After keeping his fitness with amateurs Constancia and Atlético Baleares, both in the Mallorca area, Roa returned to professional football and his country, joining Olimpo and retiring after one top division season. In 2008, he joined amateurs Atlético Brown as a goalkeeper coach. He was appointed assistant manager two years later at Ben Hur; in the former capacity, he went to work under former international teammate Matías Almeyda at River Plate, Banfield and Guadalajara.

==International career==
In 1992, Roa appeared for Argentina at the 1992 CONMEBOL Pre-Olympic Tournament in Paraguay, which saw the country fail to qualify for the 1992 Summer Olympics. He was selected by the full side for the 1998 FIFA World Cup in France: after not conceding any goals during the group stage, he saved the decisive penalty in the shootout against England in the round-of-16, denying Newcastle United's David Batty.

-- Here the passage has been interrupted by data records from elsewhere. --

Issue #2553, opened 2015-09-30
refactor to expose text processing


scottdraves:
as requested https://github.com/twosigma/beaker-notebook/issues/2545

PR #2559, opened 2015-09-30
#2553. refactor to expose text processing

maxyeg:
Make common method in helper.js

### DIFF
--- a/core/src/main/web/app/helpers/helper.js
+++ b/core/src/main/web/app/helpers/helper.js
@@ -305,6 +305,108 @@
           return false;
         }
       },
+      markupCellContent: function(cellContent) {
+        var markupDeferred = bkHelper.newDeferred();
+
+        if (!this.bkRenderer) {
+          // Override markdown link renderer to always have `target="_blank"`
+          // Mostly from Renderer.prototype.link
+          // https://github.com/chjj/marked/blob/master/lib/marked.js#L862-L881
+          var bkRenderer = new marked.Renderer();
+          bkRenderer.link = function(href, title, text) {
+            var prot;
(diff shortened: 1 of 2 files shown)


core/src/main/web/app/helpers/helper.js
```diff
@@ -305,6 +305,108 @@
...
+          if (results.indexOf(text) === -1)
+            results.push(text);
+        }
+
+        var evaluateCode = function (index) {
+
+          if (index === results.length) {
+            markIt(cellContent);
+          } else {
+            bkHelper.evaluateCode("JavaScript", results[index][1]).then(
```
scottdraves: @grin will that work on pub?

grin: I think this will currently fail on Publications. We don't initialize Beaker app so `getCurrentApp` implemented as (and needed to eval code):

``` js
    var getCurrentApp = function() {
      return bkCoreManager.getBkApp();
    };
```

will be `undefined`. If we could somehow explicitly evaluate this code with plain javascript `eval()` without going through Beaker's evaluators it would work...

scottdraves: how about we make this new helper function take a 2nd argument that injects the evaluator?
then in Beaker you can pass in evaluateCode, and in Pub you can pass in a function that only works for JS, it just reduces to a call to eval() more simply.  the only thing it has to do that's a little tricky is set up the beaker object to access the namespace in the document model, so you can say {{beaker.x}}.

grin: yeah, that's a good solution
:+1:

The national team was eventually defeated in the following match by the Netherlands (1–2).

==Career statistics==
===Club===

Appearances and goals by club, season and competition^{[citation needed]}
| Club | Season | League |  |  | Cup |  | Continental |  | Other |  | Total |  |
| Division | Apps | Goals | Apps | Goals | Apps | Goals | Apps | Goals | Apps | Goals |
| Racing Club | 1988–89 | Argentine Primera División | 1 | 0 | — |  | 1 | 0 | — |  | 2 | 0 |
| 1989–90 | Argentine Primera División | 22 | 0 | — |  | — |  | — |  | 22 | 0 |
| 1990–91 | Argentine Primera División | 3 | 0 | — |  | — |  | — |  | 3 | 0 |
| 1991–92 | Argentine Primera División | 31 | 0 | — |  | 6 | 0 | 1 | 0 | 38 | 0 |
| 1992–93 | Argentine Primera División | 31 | 0 | — |  | — |  | — |  | 31 | 0 |
| 1993–94 | Argentine Primera División | 16 | 0 | — |  | — |  | — |  | 16 | 0 |
| Total |  | 104 | 0 | — |  | 7 | 0 | 1 | 0 | 112 | 0 |
| Lanús | 1994–95 | Argentine Primera División | 36 | 0 | — |  | — |  | — |  | 36 | 0 |
| 1995–96 | Argentine Primera División | 36 | 0 | — |  | — |  | — |  | 36 | 0 |
| 1996–97 | Argentine Primera División | 35 | 1 | — |  | 2 | 0 | — |  | 37 | 1 |
| Total |  | 107 | 1 | — |  | 2 | 0 | — |  | 109 | 1 |
| Mallorca | 1997–98 | La Liga | 25 | 0 | 6 | 0 | — |  | — |  | 31 | 0 |
| 1998–99 | La Liga | 35 | 0 | 4 | 0 | 8 | 0 | 2 | 0 | 49 | 0 |
| 2000–01 | La Liga | 4 | 0 | 0 | 0 | — |  | — |  | 4 | 0 |
| 2001–02 | La Liga | 11 | 0 | 0 | 0 | 2 | 0 | — |  | 13 | 0 |
| Total |  | 75 | 0 | 10 | 0 | 10 | 0 | 2 | 0 | 97 | 0 |
| Albacete | 2002–03 | Segunda División | 39 | 0 | 0 | 0 | — |  | — |  | 39 | 0 |
| 2003–04 | La Liga | 14 | 0 | 0 | 0 | — |  | — |  | 14 | 0 |
| Total |  | 53 | 0 | 0 | 0 | — |  | — |  | 53 | 0 |
| Olimpo | 2005–06 | Argentine Primera División | 27 | 0 | — |  | — |  | — |  | 27 | 0 |
| Career total |  |  | 366 | 1 | 10 | 0 | 19 | 0 | 3 | 0 | 398 | 1 |

===International===
Appearances by national team and year

| National team | Year | Apps | Goals |
| Argentina | 1997 | 9 | 0 |
| 1998 | 6 | 0 |
| 1999 | 1 | 0 |
| Total |  | 16 | 0 |

==Honours==
Racing
- Supercopa Sudamericana: 1988
- Recopa Sudamericana runner-up: 1989

Lanús
- Copa CONMEBOL: 1996

Mallorca
- Supercopa de España: 1998
- UEFA Cup Winners' Cup runner-up: 1998–99
- Copa del Rey runner-up: 1997–98

Individual
- Ricardo Zamora Trophy: 1997–98
- ESM Team of the Year: 1998–99

==Personal life==
Roa is a Seventh-day Adventist, teetotaller and vegetarian. He is married and has two daughters.